# We call it Skeletown 2016



## BaronVonCreepy (Oct 12, 2016)

I can't figure out how to insert photos. Here is a link to about 30 photos of our yard display:

https://www.flickr.com/gp/[email protected]/790W76

There is a freakshow with posters, pirates, grim reaper on throne and a whole bunch more.

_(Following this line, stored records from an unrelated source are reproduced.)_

PR #9527, opened 2023-02-23
[cli][dev] warn and timeout on bad serverless function response

EndangeredMassa:
When writing an Edge Function, you may forget to:

```
export const config = {
  runtime: 'edge',
};
```

leaving a Serverless Function (by default) that looks like:

```
export default (req: Request) => {
  return new Response("not the correct signature");
};
```

In current `vc dev`, this will hang forever and provide no feedback.

After this PR, `vc dev` will show a warning and eventually time out the request.

---

CleanShot 2023-02-23 at 09 54 14@2x

CleanShot 2023-02-23 at 09 54 24@2x


packages/node-bridge/launcher.js
```diff
@@ -3,6 +3,11 @@ const { createServer, Server } = require('http');
 const { isAbsolute } = require('path');
 const { Bridge } = require('./bridge.js');
 
+// TODO: is a 900-second timeout even useful for most cases?
+// Set to max timeout for ENT plans because we don't
+// know what plan the current user is on
+const SERVERLESS_FUNCTION_TIMEOUT = 900 * 1000; // 900 seconds
```
EndangeredMassa, line 8: We don't currently know the plan type when running `vc dev`. So, I set this timeout the max possible, which is 900 seconds for ENT.

Having a timeout at all is kinda nice, but I imagine this not being super useful until we get plan types in here.

packages/node-bridge/launcher.js
```diff
@@ -132,6 +142,54 @@ function getVercelLauncher({
   };
 }
 
+/**
+ * @param {Function} listenerHandler
+ * @returns {(req: import('./types').VercelRequest, res: import('./types').VercelResponse) => void}
+ */
+function wrapListener(listenerHandler) {
+  // TODO: how can we best test the timeout and warning behavior?
```
EndangeredMassa: We could pass the timeout value through an env var to `vc dev` from an integration test

packages/node-bridge/launcher.js
```diff
@@ -132,6 +142,54 @@ function getVercelLauncher({
...
+
+/**
+ * @param {Function} listenerHandler
+ * @param {import('./types').VercelRequest} req
+ * @param {import('./types').VercelResponse} res
+ */
+async function validateResponse(listenerHandler, req, res) {
+  const resp = await listenerHandler(req, res);
+  if (typeof resp !== 'undefined') {
+    // TODO: add vercel.link ?
```
EndangeredMassa: We could make a vercel.link (or use an existing one, if it exists) that points to https://vercel.com/docs/concepts/functions/serverless-functions

packages/node-bridge/launcher.js
```diff
@@ -132,6 +142,54 @@ function getVercelLauncher({
...
+    // TODO: only show this once per invocation of this function?
```
EndangeredMassa: It could get really annoying if you wanted to return a value from your serverless function, for some reason. I don't know when you'd want this, though.

We could ship this and see if anyone complains.

packages/node-bridge/launcher.js
EndangeredMassa: Created https://vercel.link/serverless-function-quickstart

EndangeredMassa:
With the migration of node-bridge, we have to restart this PR to make it work

PR #9528, opened 2023-02-23
[tests] add tests to edge handler template

EndangeredMassa:
The Edge Handler wrapping logic we add during `vc dev` was not testable. This PR refactors it to be testable and adds some basic tests.


TooTallNate (dismissed):

packages/node/src/edge-functions/edge-handler.ts
```diff
@@ -69,13 +69,28 @@ async function compileUserCode(
 
       // user code
       ${compiledFile.text};
+      const userEdgeHandler = module.exports.default;
```
cb1kenobi, line 72: **question (non-blocking):** I follow that the ref to `module.exports.default` was moved from the template into here, but I don't get why it needed to be moved here. In theory, `registerFetchListener()` would be eval'd in the same context and thus resolve the same `module.exports.default`.

cb1kenobi (dismissed):
LGTM, tests ran locally.

packages/node/src/edge-functions/edge-handler.ts
EndangeredMassa: The `module.exports.default` was looking for the user's code from `compiledFile`. I put it right after the `compiledFile` interpolation to make that relationship visual.

The `edgeHandlerTemplate` is not related to this `moduled.exports.default`. The template comes later.

cb1kenobi (approved):

TooTallNate (approved):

Let me know what you think.


----------



## RoxyBlue (Oct 6, 2008)

I love your Skeletown! Lots of details and every little scene tells a story.


----------



## Hairazor (Mar 13, 2012)

What a sweet set up, especially like the snake charmer


----------



## Gruenenfelder (Sep 20, 2016)

Quite lovely. I love the diversity of theming. Congratulations!


----------



## Headless (Sep 4, 2011)

Love all the detail! Well done.


----------



## BaronVonCreepy (Oct 12, 2016)

Thanks everyone. I have been inspired by the work of the haunters on this board over the years. I'm glad you like it.


----------



## CraigInPA (Sep 28, 2007)

Awesome! I especially like the Knight of the Crusade and the "barker".


----------



## bobzilla (Nov 13, 2008)

Wow!
Everything looks great!
One of the best freak show setups I've ever seen!
I can see you spent a lot of time on your scenes and props!
The Conjoined twins are to die for


----------



## jdubbya (Nov 6, 2005)

I just sat here for 20 minutes looking at these, trying to pick up all the details. I know I missed a lot but dang, this is just spectacular! In a league of it's own for sure!


----------



## BaronVonCreepy (Oct 12, 2016)

Wow, thanks for the positive feedback. My wife and I have been doing this for 6 years. Adding a bit each year. We still have some display space so already making plans for next year.


----------



## Copchick (Apr 10, 2012)

Nice job! I love your creeps and freaks. I like the pic with the nurse pushing the old wheelchair, but I like them all too.


----------



## MandyRed (Sep 8, 2011)

OMG, seriously amazing. I love the vintage charm. Reminds me of American Horror Story.  I'm acquaintance FB friends with the lead FX MUA on that show and she would love this!


----------



## Monk (Aug 26, 2008)

jdubbya said:


> I just sat here for 20 minutes looking at these, trying to pick up all the details. I know I missed a lot but dang, this is just spectacular! In a league of it's own for sure!


Same here!
Very impressive.


----------



## Lord Homicide (May 11, 2012)

That's awesome! Where do you store everything?


----------



## Spooky1 (Aug 25, 2008)

Love Skelletown. Nice setup.


----------



## BaronVonCreepy (Oct 12, 2016)

Thanks for the comments everyone. Love the feedback.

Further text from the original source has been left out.